Data section.

PR #272, opened 2018-08-26
Add a hook for Mosaico editor configuration

JKingsnorth:
We'd like to customise the WYSIWYG editor settings, specifically to add the tinymce config setting:
`$config['tinymceConfig']['forced_root_block'] = FALSE;`

Rather than overriding the code, it would be great to be able to customise the configuration through a hook interface.

This PR adds a hook_civicrm_mosaicoConfig - named after the function that it can modify the output of.

### DIFF
--- a/CRM/Mosaico/Page/Editor.php
+++ b/CRM/Mosaico/Page/Editor.php
@@ -61,7 +61,7 @@ class CRM_Mosaico_Page_Editor extends CRM_Core_Page {
       'sequential' => 1,
     ));
 
-    return array(
+    $config = array(
       'imgProcessorBackend' => $this->getUrl('civicrm/mosaico/img', NULL, TRUE),
       'emailProcessorBackend' => 'unused-emailProcessorBackend',
       'titleToken' => 'MOSAICO Responsive Email Designer',
@@ -98,6 +98,17 @@ class CRM_Mosaico_Page_Editor extends CRM_Core_Page {
         'toolbar1' => 'bold italic forecolor backcolor hr styleselect removeformat | civicrmtoken | link unlink | pastetext code',
       ),
     );
+
+    // Allow configuration to be modified by a hook
+    if (class_exists('\Civi\Core\Event\GenericHookEvent')) {
+      \Civi::dispatcher()->dispatch('hook_civicrm_mosaicoConfig',
+        \Civi\Core\Event\GenericHookEvent::create(array(
+          'config' => &$config,
+        ))
+      );
+    }
+
+    return $config;
   }
 
   /**


JKingsnorth:
Actually, what would be even better would be to be able to customise the configuration per template. So I'm going to work on this to allow that, provide some rationale, and add the hook documentation and examples to the api readme as well.

sunilpawar:
@JKingsnorth  i tested hook_civicrm_mosaicoConfig functionality it worked as expected. We can customize toolbar , plugin using this hook.

JKingsnorth:
Great! I think this is the best solution to these issues, and I left some more explanation/reasoning in: https://github.com/veda-consulting/uk.co.vedaconsulting.mosaico/pull/250#issuecomment-416074776

homotechsual:
I've closed #264 as I think this is a much better approach!

mattwire:
Right, so this looks like the way to go.  Do any of you have an extension you've written to take advantage of this hook so we can test it easily?

JKingsnorth:
I have implemented the hook in some custom code. If it needs a test then I'm happy to take advice on the best approach to take. I also think I should add something to the documentation!

deepak-srivastava:
Would be good to have a documentation for implementation example as well. 
Thanks to @JKingsnorth, @sunilpawar, @mattwire, @MikeyMJCO :+1:

JKingsnorth:
Thanks for the merge @deepak-srivastava

fulltrucker:
> Would be good to have a documentation for implementation example as well.
> Thanks to @JKingsnorth, @sunilpawar, @mattwire, @MikeyMJCO 👍

+1 to both comments above.

We have a client asking about customizing their editor, not sure how to use this hook. I assume via a custom extension? Could said extension theoretically have a WYSIWYG-style configurator (sorta like /civicrm/admin/ckeditor?reset=1) that uses this hook to customize the editor?

JKingsnorth:
I will try to write the documentation tonight.

In theory it would be possible to write an extension which uses this hook to create a drag and drop style configuration page.

However, as suggested above, it feels more likely that the mosaico WYSIWYG would be configured once when a developer implements a new template.

JKingsnorth:
I've created a PR for the hook's documentation here:
https://github.com/veda-consulting/uk.co.vedaconsulting.mosaico/pull/289

fulltrucker:
For anyone interested in a way to configure the Mosaico toolbar in the Civi UI, we created this extension that does that: https://github.com/ginkgostreet/com.ginkgostreet.mosaicotoolbarconfig

It's not drag and drop, just a couple of text fields, but it gets the job done and works like a champ so far as we can tell. Thanks to everyone who worked on this hook.

Issue #575, opened 2026-08-22
DEM two-qubit noise gate list is duplicated three times and omits U2q, RXXRYYRZZ, and CRZ


ciaranra:
`is_two_qubit_noise_gate` (`crates/pecos-qec/src/fault_tolerance/dem_builder/builder.rs:3234`) enumerates the two-qubit gates that receive two-qubit noise during DEM construction:

```
CX | CZ | CY | SZZ | SZZdg | SXX | SXXdg | SYY | SYYdg | SWAP | RXX | RYY | RZZ
```

Three two-qubit gate types in `GateType` are missing from that list: `U2q`, `RXXRYYRZZ`, and `CRZ`.

## Consequence

The predicate is used in two places, and a gate absent from it is skipped by both:

- `builder.rs:1529` -- the source-tracked fault loop has an arm `gate_type if is_two_qubit_noise_gate(gate_type) && !loc.before => {}`, and the match terminates in `_ => {}` (line 1574). A `U2q` / `RXXRYYRZZ` / `CRZ` location therefore reaches the catch-all and contributes nothing.
- `two_qubit_after_location_pairs` (`builder.rs:3253`) groups locations for two-qubit fault processing using the same predicate, so those gates are never paired.

The result is a DEM built from a circuit containing these gates that silently omits their two-qubit noise. There is no error and no warning; the DEM is simply missing mechanisms, which makes any threshold or logical-error-rate number computed from it optimistic.

`RXXRYYRZZ` is the case most likely to be hit in practice, since it is the native two-qubit interaction for trapped-ion hardware and is already a first-class `GateType` (`crates/pecos-core/src/gate_type.rs:81`).

## Suggested scope

Decide per gate whether it should receive two-qubit noise and add it to the predicate, or be explicitly rejected. Silently contributing nothing is the one option that should not remain. If a gate is deliberately unsupported by the DEM builder, it should fail loudly rather than produce a quietly incomplete model.

A regression test that builds a DEM from a circuit using `RXXRYYRZZ` and asserts the expected two-qubit mechanisms are present would cover the fix.

Related: #549 records the same silent-identity shape in Pauli propagation for an overlapping set of gates.

ciaranra:
Correction to the scope above, found in a follow-up review: the omission is not confined to `builder.rs`, and the other two sites do not go through `is_two_qubit_noise_gate` at all. Each carries its own inline copy of the same thirteen-gate list, with the same three gates missing:

[...]

Issue #549, opened 2026-08-17
Unhandled non-Clifford gates and QFree are silent identity in Pauli propagation


ciaranra:
Surfaced by the adversarial review of #541; both items are pre-existing and neither is changed by that PR.

## Silent identity for gates the propagator cannot model

`apply_gate` (`crates/pecos-qec/src/fault_tolerance/propagator/pauli.rs`) ends in a `_ => {}` arm, so `T`, `Tdg`, `U`, `CCX`, `CRZ`, `CH`, `RXXRYYRZZ`, `U2q`, `Channel`, and `Custom` propagate as identity. The rotation family is handled only at Clifford angles (`try_simplify_rotation` / `half_turn_decomposition`); other angles fall through the same way.

A Pauli frame genuinely cannot represent a non-Clifford conjugation, so identity is not a fixable approximation -- but the consequence is that a fault-tolerance checker handed such a circuit returns a confident verdict computed from a model that silently ignored those gates. Failing loud (or requiring an explicit opt-in acknowledging the gates were skipped) would keep the verdict honest.

## `QFree` does not clear its wire

`GateType::QFree` is absent from `apply_gate_flip_ledger`'s clearing arm (`crates/pecos-qec/src/fault_tolerance/pauli_prop_checker.rs`), which clears on `PX`/`PZ`/`QAlloc`/`MPZ`. A ledger entry therefore survives on a freed qubit and can be read back later, exactly the phantom-flip shape the clearing arm exists to prevent. If a freed qubit can be re-allocated, the stale entry outlives its wire.

## Suggested scope

Two independent changes: a decision about how the checker should react to gates it cannot model, and adding `QFree` to the clear arm with a regression test. The second is small and self-contained.

ciaranra:
Correcting the `QFree` half of this issue -- I checked it by execution and my original description was partly wrong, and the fix is not as safe as I implied.

Probing `apply_gate_flip_ledger` directly:

```
after QFree:                    x = true     (entry survives -- as filed)
after QFree then QAlloc:        x = false    (re-allocation clears it)
QFree then CX(freed, other):    other x = true  (spreads)
```

**What I got wrong.** I wrote that "if a freed qubit can be re-allocated, the stale entry outlives its wire". It does not: `QAlloc` is already in the ledger's clear arm, so reuse re-clears. That failure mode does not exist.

[...]

PR #600, opened 2026-08-26
Fail loudly when DEM construction meets a gate Pauli propagation cannot represent

### LINKED ISSUE #594: DEM builders accept bare T/Tdg as fault locations while Pauli propagation ignores them
## Summary

The DEM-side builders classify bare `T` / `Tdg` (and non-Clifford `RX` / `RY` / `RZ` / `U`) as ordinary one-qubit noisy fault locations, while the Pauli propagator has no arm for `T` / `Tdg` and leaves a propagated Pauli unchanged when it meets one. The result is a detector error model in which faults are inserted around a gate that propagation treats as the identity. Nothing errors; the DEM is silently wrong.

This is the builder-side half of #549, which tracks the propagator silently ignoring non-Clifford gates. Fixing the propagator alone cannot help (T maps Paulis outside the Pauli group), so the builders themselves must reject the input.

## Locations

- Fault-location classification including `T` / `Tdg` / `RX` / `RY` / `RZ` / `U`:
  - `crates/pecos-qec/src/fault_tolerance/dem_builder/builder.rs:1529-1559`
  - `crates/pecos-qec/src/fault_tolerance/dem_builder/mem_builder.rs:122`
  - `crates/pecos-qec/src/fault_tolerance/dem_builder/dem_sampler.rs:2290`
- Propagator with no `T` arm, falling through unchanged: `crates/pecos-qec/src/fault_tolerance/propagator/pauli.rs:78-111`
- The fault-table path already rejects `T` even at zero noise: `crates/pecos-qec/src/fault_tolerance/fault_sampler.rs:2586` (`test_unsupported_gate_rejected_even_with_zero_noise`)

## Proposed resolution

Hard-error in all three DEM-side builders on any gate the propagator cannot conjugate, using one shared predicate rather than three hand-maintained gate lists (the same three copies were the cause of #575). Non-Clifford logical operations must be lowered to Clifford-plus-measurement gadgets (for example T injection) before DEM construction.

ciaranra:
Closes #594. Extends #549 with the builder-side half.

## Problem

Aim of the task. From the listing above, copy all lines holding the word "sunilpawar".

Result.
sunilpawar:
Thanks to @JKingsnorth, @sunilpawar, @mattwire, @MikeyMJCO :+1:
> Thanks to @JKingsnorth, @sunilpawar, @mattwire, @MikeyMJCO 👍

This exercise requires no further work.